Moreover, when testing the students’ clinical reasoning skills with videos of new patient cases without any guidance, participants studying EMMEs with a spotlight showed improved their visual search and enhanced interpretation performance of the symptoms in contrast to participants in either the circle or the control condition. These findings show that a spotlight EMME can successfully convey clinical reasoning based on visual observations.

https://link.springer.com/article/10.1007/s11251-012-9218-5

The fact that these methodologies are being used in various content fields exemplify the extent that research into visual learning and multi-media learning is expanding to the benefit of many.

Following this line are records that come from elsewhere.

PR #911, opened 2021-09-24
'DocumentationSamples' refactor for consistency

tomkirbygreen:
Various clean-ups since this is meant to be a teaching aid:

1. Replace lambdas with local functions.
2. Consistent style of single line comments.
3. Consistent use of string-interpolation.
4. Stop using now `[Obsolete]` APIs.
5. Make type and members `static` to better convery that each method is isolated.

### DIFF
--- a/src/IO.Ably.Tests.Shared/Samples/DocumentationSamples.cs
+++ b/src/IO.Ably.Tests.Shared/Samples/DocumentationSamples.cs
@@ -8,65 +8,64 @@ using IO.Ably.Realtime;
 
 namespace IO.Ably.Tests.Samples
 {
-    public class DocumentationSamples
+    public static class DocumentationSamples
     {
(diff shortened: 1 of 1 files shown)


QuintinWillison (approved):
Thanks. All good stuff.

The only thing I can see which is perhaps missing from the pull request, as an atomic increment representative of wider change across the codebase, is backup in the form of any linting or other check / analysis to ensure:

1. these changes fix all the contraventions in the scope of code you were considering
2. future modifications to this scope which contravene these consistency rules will break the build in future

I hope I'm making sense on the way I describe that.

I'm not so familiar with the tools available to you with C#, but an example of what I mean and aligning with the spirit of some of your changes in this PR, would be ESLint's [prefer-template](https://eslint.org/docs/rules/prefer-template).

sacOO7 (approved):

Measurement of Cognitive Load

Thanks to the people at IEEE and multidisciplinary researchers, methods of measuring cognitive load are becoming more precise.   Being able to measure cognitive load means that Instructional Designers and others can determine which types of animations, text, and multimedia enhanced material has increased learning effectiveness.

An EEG-Based Cognitive Load Assessment in Multimedia Learning Using Feature Extraction and Partial Directed Coherence, MOONA MAZHER, AZRINA ABD AZIZ, (Member, IEEE), AAMIR SAEED MALIK, AND HAFEEZ ULLAH AMIN, Centre for Intelligent Signal and Imaging Research, Department of Electrical and Electronic Engineering, Universiti Teknologi PETRONAS, Seri Iskandar 32610, Malaysia Corresponding author: Azrina Abd Aziz (azrina_aaziz@utp.edu.my), July 26, 2017, date of current version August 14, 2017.Digital Object Identifier 10.1109/ACCESS.2017.2731784-3536  2017 IEEE Access.

Translations and content mining are permitted for academic research only. Personal use is also permitted, but republication/redistribution requires IEEE permission.

See http://www.ieee.org/publications_standards/publications/rights/index.html for more information.  http://ieeexplore.ieee.org/document/7992998/?denied

 

Critiques on use of mobile apps and animations for learning

Some of the research on the use of mobile apps and animations for learning shows no difference in performance, some show increased learning and some are not so sure that learning might be declining. This is nice review of various studies which also wishes to pinpoint the differences and compare not only the studies but the applications. “The ultimate goal is to provide guidelines that will help educators better identify those apps, animations, or other instructional technologies that will be most beneficial in terms of encouraging deep student understanding of course material.”

Holden, Mark and Twyman, Alexandra () “Apps and Animations: Choosing Web-based Demonstrations to Support Student
Learning,” Teaching Innovation Projects: Vol. 7 : Iss. 1 , Article 4.
Available at: http://ir.lib.uwo.ca/tips/vol7/iss1/4

http://ir.lib.uwo.ca/cgi/viewcontent.cgi?article=1069&context=tips

Media Literacy

http://digitalcommons.uri.edu/cgi/viewcontent.cgi?article=1261&context=jmle
A. Song / Journal of Media Literacy Education 2017 9(1), 64 – 78
Available online at http://www.jmle.org

Critical Media Literacies in the Twenty-First Century:
Writing Autoethnographies, Making Connections, and Creating Virtual Identities

Rather lengthy article but good for finding other resources. Also contains ideas for educators to use with students to produce their own views of who they are and where they come from, to share their views and to be exposed to other views.